In the present research, numerical simulations of dynamic tests conducted in split Hopkinson pressure bar on Rewa shale are performed using discrete element method. Voronoi based polygons are used to represent the rock grains. Rewa shale is a transversely isotropic rock and is collected from the Rewa region in the Madhya Pradesh state of India. The rock is loaded at strain rate of ~200/s. The dynamic compressive properties are assessed at three anisotropy angles viz. 0°, 45°, and 90°. The initiation, propagation, and coalescence of cracks during dynamic failure is evaluated. It is found that the failure of specimens is mainly shear under dynamic loading. In the post-peak phase, many tension cracks are also observed. For samples with 45° angles, cracks initiate along the bedding planes first. For samples with anisotropy angle 0° and 90°, cracks begin in the internal rock matrix.

Introduction

Most rocks in nature are anisotropic. The anisotropy is due to the presence of laminations, bedding planes, foliations, and layering. Due to anisotropy, mechanical properties like strength and deformation vary with direction. A special class of anisotropy is transverse isotropy. In transversely isotropic rocks, mechanical properties remain same in the parallel bedding planes, while they vary in the direction perpendicular to these planes. It is important to take anisotropy into account for measuring stresses and displacements for designing civil and rock engineering structures (Wang et al., 2003).

In addition to static loads, rocks are subjected to dynamic loads such as that during earthquakes, tunneling operations or an explosion. The dynamic mechanical behavior of rocks has been investigated by many researchers (Dai et al., 2013; Kang et al., 2016; Shi et al., 2018; Xu et al., 2020; X. Zhang et al., 2018; R. Wu et al., 2020).
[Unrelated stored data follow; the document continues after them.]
PR #6403, opened 2025-09-30
Add default values for MaxConcurrentCalls and PrefetchCount across event and integration ASB listeners

brant-livefront:
## 📔 Objective

When looking at the performance on prod of the new event integrations, it became clear that we had some sort of bottleneck in getting messages out of ASB fast enough. Most of the message processing code and the code that does the table storage piece are identical across the new version and the Azure queue hosted service. In digging into ASB performance, we found two possible settings that could be causing problems:

- **MaxConcurrentCalls**
  - Determines the number of asynchronously operating concurrent processors of messages
  - Default is 1, so everything was processed serially (i.e. one listener could handle 1 message at a time)
- **PrefetchCount**
  - Determines how many rows an instance should fetch ahead of processing
  - Instances fetch their prefetch count, cache locally, work through their cache until they've exhausted it, and then prefetch another batch
  - This lowers the amount of network latency per instance, so they can process their queue faster without needing to fetch records as often
  - Default is 0, meaning _no_ prefetch at all - each message required a fetch from ASB

This PR adds some code to allow for us to configure these at the ListenerConfiguration level. That mans we could later introduce individual global settings properties and tune to the level of each event or integration listener (if we need that granularity). As a starting point, however, it simply introduces global settings properties for default values. The `ListenerConfiguration` base class then applies those defaults to everything. This gives us a quick way to get started, but a path forward for more precise tuning later.

Also note: I initialized global settings with the same defaults as ASB has (i.e. 1 for MaxConcurrentCalls, 0 for PrefetchCount). My thinking was this gives us a way to safely deploy this code without having to worry about changing anything by accident. The expectation is that we'd override these with precise values as we deploy.

## ⏰ Reminders before review

- CI builds passed

## 🦮 Reviewer guidelines

### DIFF
--- a/src/Core/AdminConsole/Models/Data/EventIntegrations/IEventListenerConfiguration.cs
+++ b/src/Core/AdminConsole/Models/Data/EventIntegrations/IEventListenerConfiguration.cs
@@ -5,4 +5,6 @@ public interface IEventListenerConfiguration
     public string EventQueueName { get; }
     public string EventSubscriptionName { get; }
     public string EventTopicName { get; }
+    public int EventPrefetchCount { get; }
+    public int EventMaxConcurrentCalls { get; }
 }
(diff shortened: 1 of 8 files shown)


withinfocus:
@r-tome all yours.

r-tome (approved):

Split Hopkinson pressure bar (SHPB) has been commonly used to test rocks at high strain rates. (X. Zhang et al., 2018) tested slate up to ~150/s in SHPB. It was found that the anisotropy first decreases and then increases as the loading rates increase. (R. Wu et al., 2020) evaluated anisotropic behavior of phyllite till ~150/s. U-type anisotropy was reported in both the studies. In the latter study, samples with β ≥ 67.5° were found to have higher strain rate dependency. The angle β is defined as the angle between the direction of major principal stress and the bedding planes.